*** Begin section ***

PR #3655, opened 2026-09-08
fix(discovery): apply a new auto-import rule to results already discovered

### LINKED ISSUE #3487: Auto Import Rules have no schedule/interval - only manual "Run Now," with no automatic dedupe-by-IP check
Network Device Auto Import Rules only run via manual "Run Now" (or "Dry Run"). 
Unlike Discovery Scans - which already support "Repeat this scan" with a 
configurable Rescan Interval (minimum 15 minutes) - Auto Import Rules have no 
equivalent scheduling. This means newly discovered devices are only imported 
when someone remembers to click "Run Now," instead of happening automatically 
as new hosts are found.

Add the same scheduling pattern already used in Discovery Scans to Auto 
Import Rules:
1. A "Repeat this rule" toggle + Interval (minutes) field, matching Discovery 
   Scan's existing UI/UX.
2. On each scheduled run, automatically check newly discovered hosts against 
   existing Monitors/Devices by IP address, and only import/create monitors 
   for genuinely new (non-duplicate) IPs — skipping ones already imported.
3. Keep "Run Now" and "Dry Run" available for on-demand use alongside the 
   new schedule.

**Additional context**
Screenshots show:
- Auto Import Rules list with only Dry Run / Run Now / Edit / Delete actions 
  (no schedule column)
- Discovery Scan's existing "Repeat this scan" + Rescan Interval UI, which 
  this feature should mirror

Image

Image

**Reference - Discover Scan**

Image

Deployment Type: Self hosted
Version: OneUptime 12.0.28

simlarsen:
Fixes #3487.

## What I found

The issue makes two claims. Taking them one at a time, against `master`:

**"Auto Import Rules only run via manual Run Now."** Not what the code does. `App/FeatureSet/Workers/Jobs/NetworkDeviceDiscovery/ProcessAutoImportRules.ts` sweeps **every minute** for scans whose results have not been evaluated and hands each to the rule engine. The probe-ingest endpoint clears the scan's `autoImportProcessedAt` marker on every result upload — including the partial uploads a long sweep sends every 30 seconds — so a discovery scan with **Repeat this scan** turned on already imports newly discovered hosts on its own cadence with nobody pressing anything.

**"No automatic dedupe-by-IP check."** Also already there. Before creating anything, the engine primes the project's registered addresses from the hosts the scan actually found (`NetworkDeviceService.getDevicesByHostnames`) and skips hosts whose address already has a device (`hostsSkippedAlreadyRegistered`); provisioned monitors are deduped on the `(device, template)` provenance key, and a device an operator already monitors by hand is left alone.

**But the report is not wrong about the experience**, and there is a real gap underneath it. The sweep is driven entirely by the marker, and a scan whose results have been evaluated is stamped — including, deliberately, in a project that has *no import rules at all* (that stamp is what stops months of unprocessed results mass-importing the day someone writes their first rule). Consequences:

- the first rule a project ever writes has nothing left to apply to;
- a rule written after a one-shot scan waits for a rescan that will never happen.

Either way the rule visibly does nothing until somebody remembers **Run Now** — which is exactly what the issue describes, and why it reads as "these have no schedule". `App/FeatureSet/BaseAPI/API/NetworkRuleRun.ts` already named this gap in a comment and made Run Now the answer to it.

## What this changes

A rule write now hands the project's recent results back to the sweep.

`NetworkDeviceAutoImportRuleEngineService.rearmRecentScansForRuleChange` clears the marker on the project's importable scans that are still inside the engine's own 24-hour freshness horizon, and the next sweep applies the **full** rule set to them — same pass, same lock, same idempotency as any other tick. It imports nothing itself: it writes one column and no devices, so a rule save stays a rule save and the minutes of paced import work stay in the worker, where a crash is resumable.

The horizon is deliberate. It preserves exactly the guarantee the rule-less stamping exists to give — a first rule can never mass-import an estate discovered months ago — and leaves older results to Run Now, where "import these old hosts" is a click somebody made.

`NetworkDeviceAutoImportRuleService` triggers it from `onCreateSuccess` and `onUpdateSuccess`, for writes that can make the rules claim **more** than they did: a new enabled import rule, or an edit to the criteria, ping-only hosts, the enable toggle, or the monitor template (which backfills a monitor onto devices the rule already imported). A rename does not qualify. The decision is made from the rule as the database holds it after the write, not from a payload whose booleans arrive from a form as strings. The call is detached and its failure logged, so a re-arm can never fail an operator's save.

Net effect for the reporter: write a rule, and within about a minute it has claimed the hosts your recent scans already found — no Run Now. Turn on **Repeat this scan** and the arrangement is standing.

## What this deliberately does not add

*** End section ***

PROBLEM DETAILS:
In the listing above, find the line with "Unlike Discovery Scans" and the line with "The issue makes", then reproduce both and every line between them exactly.

COMPLETED TASK:
Unlike Discovery Scans - which already support "Repeat this scan" with a 
configurable Rescan Interval (minimum 15 minutes) - Auto Import Rules have no 
equivalent scheduling. This means newly discovered devices are only imported 
when someone remembers to click "Run Now," instead of happening automatically 
as new hosts are found.

Add the same scheduling pattern already used in Discovery Scans to Auto 
Import Rules:
1. A "Repeat this rule" toggle + Interval (minutes) field, matching Discovery 
   Scan's existing UI/UX.
2. On each scheduled run, automatically check newly discovered hosts against 
   existing Monitors/Devices by IP address, and only import/create monitors 
   for genuinely new (non-duplicate) IPs — skipping ones already imported.
3. Keep "Run Now" and "Dry Run" available for on-demand use alongside the 
   new schedule.

**Additional context**
Screenshots show:
- Auto Import Rules list with only Dry Run / Run Now / Edit / Delete actions 
  (no schedule column)
- Discovery Scan's existing "Repeat this scan" + Rescan Interval UI, which 
  this feature should mirror

Image

Image

**Reference - Discover Scan**

Image

Deployment Type: Self hosted
Version: OneUptime 12.0.28

simlarsen:
Fixes #3487.

## What I found

The issue makes two claims. Taking them one at a time, against `master`:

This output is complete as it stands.